REQUIREMENT:
Return every line in the entries below where the word "Mitigations" shows up.
▼
PR #174, opened 2024-05-03
:sparkles: application insights

pranavgaikwad:


shawn-hurley (commented):
What about chaining and these rules? do we have any sort of validation or rules around this?

enhancements/analysis-insights/README.md
```diff
@@ -0,0 +1,168 @@
...
+
+The main argument against showing this information as "issues" is that it clutters the view. A large proportion of users are only interested in issues that affect migration. Meaning, issues that have non-zero effort and have a well-defined category. We do not intend to change that behvior with this enhancement. 
+
+While keeping the violations or issues as-is, we propose a new section in the analyzer output called "insights". It will contain _violation_ type for each tagging rule that matched with fine grained incidents. The only difference between an issue and an insight will be that the insights will not have a category and effort.
```
rromannissen, line 48: I'm not sure about Insights not having a Category. I can imagine some rules author wanting to categorize insights in the same fashion that tags are classified into tag categories. For example, imagine that someone is writing rules that identify architecture components from the different layers of an application. It could make sense to allow that rules author to create categories such as "Frontend" or "Persistence" to organize the different insights. @agoncal @kthatipally please let me know your thoughts on this.

pranavgaikwad: @rromannissen those are still categories on tags, but not on incidents that get created. Does it make sense? But note that tag categories are not the same as issue categories

pranavgaikwad:
> What about chaining and these rules? do we have any sort of validation or rules around this?

@shawn-hurley chaining will work as usual. I don't think I understand your concern

enhancements/analysis-insights/README.md
rromannissen: What about adding tag metadata in the incident section of the analysis output instead of using the category field? That would be information that the Hub could use to categorize insights so users are allowed to filter them.

shawn-hurley:
Just want to know if it was supported and if we could make sure that this is added to the enhancement. I assumed it should, but wanted to ask.

enhancements/analysis-insights/README.md
shawn-hurley: Would the rule labels suffice for the filtration? We may need some mechanism to save this information in the hub, I am not aware if the labels are there are not, but it does feel like labeling the rules with "Frontend" and/or "Persistence" would also make sense in that case.

rromannissen: Since insights would be mostly derived from rules that use the _tag_ action, I think it makes sense to have a way to associate tags with the insights they produce. That would be a more straightforward UX than what I was thinking about with reusing the _Category_ field. Users would go into the Insights view and filter insights based on tags, which is already a familiar concept for them. I'm not sure about modeling this with anything else, as we could have potential mismatches between tags and labels/categories, and that would feel odd from a UX perspective.

enhancements/analysis-insights/README.md
```diff
@@ -0,0 +1,168 @@
...
+
+	Skipped []string `yaml:"skipped,omitempty" json:"skipped,omitempty"`
+}
+```
+
+The rules that satisfy the following conditions will generate incidents in the insights section of the output:
+
+1. Rules that use the _tag_ action to generate tags
+  * These rules will generate tags as well as insights
+2. Rules that don't have an effort and category defined
```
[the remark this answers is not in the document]
shawn-hurley:
```yaml
- customVariables: []
  description: RESTful Web Services @Context annotation has been deprecated
  effort: 0
  message: Future versions of this API will no longer support `@Context` and related
    types such as `ContextResolver`.
  ruleID: jakarta-ws-rs-00001
  when:
    java.referenced:
      location: ANNOTATION
      pattern: jakarta.ws.rs.core.Context
```

What tag would make sense for this rule? or is this not an insight? 

I am asking to understand what the impact of the proposal made would have on a concrete rule example, just to better understand.

enhancements/analysis-insights/README.md
pranavgaikwad: @rromannissen I feel like category field should not be re-used. We can add the labels containing the original tags on the incident and then in the UI, look at these labels and provide a filtering option. We can also show the value of the label in the table view.

enhancements/analysis-insights/README.md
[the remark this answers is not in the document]
rromannissen: I would add something like a generic "Deprecated API" tag to that rule, so the user is able to filter and find all deprecated APIs in a given application. If we want, we can add an additional more fine grained tag like "Jakarta JAX-RS Deprecated API". That could be a convention we adhere to in curated rules that come out of the box with Konveyor, but there would be no way to enforce it with custom rules development. The tag itself being applied to applications in the portfolio would also be useful to identify the ones that might require some actions in the future.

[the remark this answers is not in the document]
rromannissen: @pranavgaikwad regarding non-zero effort value on incidents, I agree with you. Insights shouldn't have effort at all, and incidents related to a violation should always have some magnitude or they wouldn't be issues at all.

enhancements/analysis-insights/README.md
kthatipally: Love the write-up. I agree with @rromannissen that categorizing insights is beneficial for providing customers with a holistic view. However, I'm of the opinion that our existing tag categories (e.g., caching, backend) are generic for the application and cannot trace back to the actual rules in the existing implementation. I love the idea of incorporating labels instead, as they offer a way for customers to filter insights and can essentially serve the same purpose as tags.

enhancements/analysis-insights/README.md
```diff
@@ -0,0 +1,168 @@
...
+	Unmatched []string `yaml:"unmatched,omitempty" json:"unmatched,omitempty"`
+
+	Skipped []string `yaml:"skipped,omitempty" json:"skipped,omitempty"`
+}
+```
+
+The rules that satisfy the following conditions will generate incidents in the insights section of the output:
+
+1. Rules that use the _tag_ action to generate tags
+  * These rules will generate tags as well as insights
```
kthatipally, line 145: @pranavgaikwad , Regarding the tagging rules, 
The existing tagging rules definition specifies that rules only include 'tag' as actions without additional tag metadata like messages or incidents. e,g (https://github.com/konveyor/analyzer-lsp/blob/005a232243a9682f2bd1f0dd18379b0c1494bc8b/rule-example.yaml#L88 ). Given the proposed implementation for generating insights and compatibility with existing rules, insights would likely be generated with empty messages and incidents for those rules. This isn't particularly helpful. Should we consider adding metadata (messages) to these tagging rules to enhance their utility?

enhancements/analysis-insights/README.md
```diff
@@ -0,0 +1,168 @@
...
+
+![](./AppInsights.png)
+
+The page is similar to issues page except theres no category or effort.
+
+## Implementation Details / Concerns
+
+### There can be too much data generated
+
+Although the new information is separated into its own section, the output can grow because incidents from tags can be repetitive. Right now, in this enhancement, we are not proposing a solution for reducing unnecessary data. But there's an ask from the community for a feature that [allows rule authors to suppress information](https://github.com/konveyor/rulesets/issues/70). I think that ties into here perfectly. In future, we can have a switch on the rule itself that allows tweaking what gets generated. For now, we already have incident limits to limit the total number of incidents. We do not expect to see output size increase exponentially with the proposed changes.
```
kthatipally, line 161: @pranavgaikwad , Are you referring to the repetitive incidents that occur when multiple tags are present in the rule? Eg:  https://github.com/konveyor/rulesets/blob/d930baf2645d6a7ef9486c4f81bc40d8abc3a6af/default/generated/eap6/81-seam-ui.windup.yaml#L22

pranavgaikwad: Not specifically when there are more than one tags, but yeah..this is a good example. There aer instances where you could see this with single tags too.

enhancements/analysis-insights/README.md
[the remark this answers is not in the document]
pranavgaikwad: @rromannissen @shawn-hurley I updated this section to make it clear what happens in each scenario based on what a rule defines.

shawn-hurley (approved):
LGTM

Issue #177, opened 2024-05-10
[RFE] Gradle support


jmle:

jmle:
Addressed through https://github.com/konveyor/enhancements/pull/178

PR #178, opened 2024-05-10
:sparkles: Gradle support

jmle:
See https://github.com/konveyor/enhancements/issues/177

### DIFF
--- a/enhancements/gradle-support/README.md
+++ b/enhancements/gradle-support/README.md
@@ -71,19 +71,20 @@ On the other hand, it is a widely used convention to include a [Gradle wrapper](
 
 #### Backwards compatibility
 As mentioned previously, Gradle often releases new versions. This increases the difficulty of having backwards [compatibility](https://docs.gradle.org/current/userguide/compatibility.html) with older versions of Gradle.
+Information about backwards compatibility will have to be added to the docs, potentially in the form of a table.
 
 Since Konveyor is a Migration & Modernization framework, we should make the enhancement as *backwards compatible as possible*. Projects that use older versions of Gradle are expected.
 
 ### Security, Risks, and Mitigations
 
 #### Constrained development environments
-Some users might work within environments constrained in different forms, usually for security reasons. While the usage of Konveyor within such environments doesn't imply a security risk, the enhancement should provide the possibility of adapting to them.
+Some users might work within environments constrained in different forms, usually for security reasons. While the usage of Konveyor within such environments doesn't imply a security risk, the enhancement should provide the possibility of adapting to them. The hub will probably have to adapt to working in these conditions with Gradle.
 
 ## Design Details
 
 ### Test Plan
 
-TBD when targeting release
+- e2e test to be added to the [tests repo](https://github.com/konveyor/go-konveyor-tests).
 
 ## Implementation History
 TBD
--- a/enhancements/gradle-support/README.md
+++ b/enhancements/gradle-support/README.md
@@ -31,7 +31,7 @@ As Konveyor's user base increases, the need to support Gradle has become evident
 ### Goals
 
 - The ability to analyze the code of Java Gradle projects
-- The ability to asses the dependencies of Java Gradle projects
+- The ability to identify the dependencies of Java Gradle projects
 - The ability to analyze the dependencies of Java Gradle projects
 - The ability to be as backwards compatible as possible in relation to Gradle versions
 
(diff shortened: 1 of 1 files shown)


enhancements/gradle-support/README.md
```diff
@@ -0,0 +1,89 @@
...
+While not as widely used as Maven, many Java projects use [Gradle](https://gradle.org/) as their build tool. It is therefore desirable for Konveyor to be able to analyze these projects, and for this ability to be out-of-the-box and transparent for the user.
+
+## Motivation
+
+As Konveyor's user base increases, the need to support Gradle has become evident. For instance, Gradle has been traditionally used for Android projects. Leaving Gradle out of scope for Konveyor would mean leaving a potentially big chunk of users unable to use the tool.
+
+### Goals
+
+- The ability to analyze the code of Java Gradle projects
+- The ability to asses the dependencies of Java Gradle projects
```
rromannissen, line 34: _assess_ is an overloaded word with a very specific meaning in the Konveyor domain. I would suggest replacing it with _identify_.

enhancements/gradle-support/README.md
```diff
@@ -0,0 +1,89 @@
...
+- Support for Groovy, Kotlin, or other programming languages usually associated with Gradle
+
+## Proposal
+
+The two main areas concerning support for Gradle are the analysis of the source code, done by Konveyor's rules engine through the usage of a language server, and the assessment of the dependencies of the project (also required for certain features of the rules engine).
+
+### User Stories
+
+- As a user, I want to be able to analyze the source code of my Gradle Java project.
+- As a user, I want to be able to get an assessment of the dependencies used by my Gradle Java project, both direct and transitive.
```
rromannissen, line 49: For the same reasons from my previous comment, I would suggest something like _As a user, I want to be able to identify the dependencies used by my Gradle Java project, both direct and transitive._

rromannissen (changes requested):
Aside from the overloaded terms, which should be changed, the enhancement looks good to me!

aufi (approved):
Looks good to me. Based on the enhancement text and grade docs, older gradle versions compatibility might be challenging, otherwise looks clear and understandable.

enhancements/gradle-support/README.md
```diff
@@ -0,0 +1,89 @@
...
+
+#### Gradle wrapper
+Unlike Maven, which can be considered quite stable, Gradle often releases new versions and updates. It is not mandatory for a Gradle project to specify in its configuration or settings which Gradle version it needs.
+
+On the other hand, it is a widely used convention to include a [Gradle wrapper](https://docs.gradle.org/current/userguide/gradle_wrapper.html) in every Gradle project, which is able to download the required Gradle version and execute it automatically. Is this why this enhancement **will require the presence of the Gradle wrapper in every Gradle project being analyzed**.
+
+#### Backwards compatibility
+As mentioned previously, Gradle often releases new versions. This increases the difficulty of having backwards [compatibility](https://docs.gradle.org/current/userguide/compatibility.html) with older versions of Gradle.
+
+Since Konveyor is a Migration & Modernization framework, we should make the enhancement as *backwards compatible as possible*. Projects that use older versions of Gradle are expected.
```
shawn-hurley, line 75: I think that a table or something that shows the support for versions is going to be necessary. If we don't know now, that is fine, but I did want to call this out and make sure that we doc this.

enhancements/gradle-support/README.md
```diff
@@ -0,0 +1,89 @@
...
+
+### Security, Risks, and Mitigations
+
+#### Constrained development environments
+Some users might work within environments constrained in different forms, usually for security reasons. While the usage of Konveyor within such environments doesn't imply a security risk, the enhancement should provide the possibility of adapting to them.
```
shawn-hurley, line 80: Does gradle have a settings file or something similar w/ auth/z for contacting a repository of the dependencies. If it does I assume the hub will have to add support.

enhancements/gradle-support/README.md
```diff
@@ -0,0 +1,89 @@
...
+
+## Design Details
+
+### Test Plan
+
+TBD when targeting release
```
shawn-hurley, line 86: I think a line here about adding an e2e test, on the hub's go-konveyor-test repo will be worth calling out.

shawn-hurley (approved):
LGTM, for the most part, I think there are three things that we may want to add or clarify, but in spirit, this is good to go!

pranavgaikwad (approved):

enhancements/gradle-support/README.md
cpolizzi: I second this suggestion and also believe it will be necessary to do so.

enhancements/gradle-support/README.md
cpolizzi: - HTTPS Auth: https://docs.gradle.org/current/userguide/declaring_repositories.html#sec:authentication_schemes
- Credential handling: https://docs.gradle.org/current/userguide/declaring_repositories.html#sec:handling_credentials

Hope this helps.

enhancements/gradle-support/README.md
jmle: Agreed, we will need to add something like that to the docs.

enhancements/gradle-support/README.md
jmle: Thanks @cpolizzi

PR #179, opened 2024-05-15
:sparkles: kantra support .net provider on windows

djzager:


enhancements/kantra-dotnet-framework/README.md
```diff
@@ -0,0 +1,122 @@
...
+* Propose modifications to Kantra to support running Windows containers to perform the analysis.
+
+### Non-Goals
+
+* Discuss in-cluster (ie. via the hub) analysis of .NET Framework applications
+* Discuss ruleset(s) for .NET Framework applications.
+
+## Proposal
+
+Introduce a new .NET Provider for Kantra. Using
```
▲
EXERCISE SOLUTION:
 ### Security, Risks, and Mitigations
+### Security, Risks, and Mitigations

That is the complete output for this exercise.